Era comum o uso de superlativos para definir o revolucionário. “O mais universal de todos os cubanos e o chefe de Estado mais querido em todo o mundo”, disse Leonel Limanta, de 62 anos, maestro do grupo de salsa Azucar Negro. Limanta foi à praça com 14 integrantes de sua banda. Nos arredores da praça, havia um local designado para o encontro de músicos que passariam diante da foto de Fidel. O corpo do líder cubano foi cremado no fim de semana e as cinzas serão levadas amanhã para Santiago de Cuba, a cidade onde ele declarou a vitória da Revolução em 1.º de janeiro de 1959. O trajeto será inverso ao que Fidel percorreu na época em direção a Havana.

Em vários locais da capital e em outras cidades do país, Comitês de Defesa da Revolução e empresas estatais criaram livros de condolências a serem assinados pela população. Ao fazer isso, eles se comprometiam simbolicamente com os princípios revolucionários de Fidel. Apesar do luto oficial de nove dias, ontem não foi feriado em Havana.

Lumey Sutie Souza, de 36 anos, foi à praça com outros funcionários da Emprestur, estatal ligada ao Ministério do Turismo. Como vários dos empregados públicos, ela foi levada ao local em um ônibus fornecido pela companhia.

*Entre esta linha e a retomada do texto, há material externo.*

PR #3147, opened 2020-06-05
Update 'why https'

dinakajoy:
I hope my pull request gets accepted. 💯

Just thought the need for website owners to be alerted that users can leave their websites simply because it's not secured needs to be well emphasized
- 
- 
-


dinakajoy:
@googlebot I signed it!

kaycebasques:
Thanks @dinakajoy let me discuss the change with the Chrome security team

kaycebasques:
A person on the Chrome security team is going to review the document in mid-July. They're very precise about how they word their documentation so we should leave the updates to them. Thank you for the contribution and I do think that your idea will get incorporated into the updated document.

Funcionária do Ministério da Cultura, a cantora Leonor Zayas Rodriguez, de 58 anos, foi ao funeral de maneira independente, acompanhada do colega Adrian Reyes, de 73. Negra, Rodriguez disse que Fidel foi fundamental para a geração de seus pais. “Meus pais foram alfabetizados graças a ele, que também promoveu a independência das mulheres, o que mudou a vida da minha mãe.” Para Reyes, os cubanos devem olhar Fidel como um líder que continuará vivo, não como um ser humano que morreu.

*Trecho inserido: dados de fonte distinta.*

Issue #2687, opened 2020-04-27
Refactor site structure to make /en/ directory canonical.


robdodson:
We currently put content in language directories, with `src/site/content/en/` being the home of all of our content. This matches how things were done on devsite, but makes things a little annoying with eleventy because it wants to add `/en/` onto the beginning of our urls and output all content to `/dist/en/`. To remedy this we've resorted to using hacks like [the `stripLanguage()` filter](https://github.com/GoogleChrome/web.dev/blob/master/src/site/_filters/strip-language.js).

A Universidade de Havana organizou uma caravana com dezenas de ônibus para levar seus estudantes para a Praça da Revolução. Milhares deles caminharam em uma passeata em direção ao local gritando palavras de ordem como “o povo sente, Fidel está presente”. À frente, dezenas de estudantes carregavam uma enorme bandeira de Cuba.

“Nós viemos homenagear nosso comandante e o triunfo da Revolução”, disse a estudante de Letras Gisselle Recunrrell, de 19 anos. “Nós perdemos um pai”, afirmou Daniel Llanes, de 20 anos, estudante de Matemática.

Muitos dos universitários tinham o nome de Fidel pintado no rosto e levavam na roupa símbolos da revolução cubana, entre os quais imagens de 'Che' Guevara. O clima entre eles era um misto de protesto político, celebração e cumprimento de um ritual organizado. As referências que faziam a Fidel ecoavam o discurso oficial que apresenta o líder cubano como o arquiteto da Cuba revolucionária e o responsável por levar saúde e educação gratuitas ao país.

“Fidel mudou a dinâmica da população cubana”, disse o estudante de biologia Jhonni Quintana, de 20 anos, que usava óculos escuros e levava o nome de Fidel na testa. A seu lado, a colega Rosa Ibañez, de 19 anos, exagerou o impacto do líder: “Graças a ele estamos estudando e não temos nenhuma preocupação”.

Mas Quintana e Ibañez hesitaram quando a reportagem perguntou o que pretendiam fazer depois que concluírem a universidade. No fim, a resposta também teve um caráter oficial: “Gostaria de trabalhar em um dos institutos de pesquisa do país”. A perspectiva de ser funcionário público está longe de ser promissora em Cuba, onde o salário médio pago pelo Estado é de US$ 20.

A faxineira Elba Fernández Noris, de 54 anos, foi sozinha prestar homenagem ao líder revolucionário. “Sou fidelista. Tudo o que tenho devo ao comandante”, afirmou. Noris mencionou o exemplo de seu marido para justificar sua gratidão: “Ele faz hemodiálise três vezes por semana e não pagamos nada por isso”.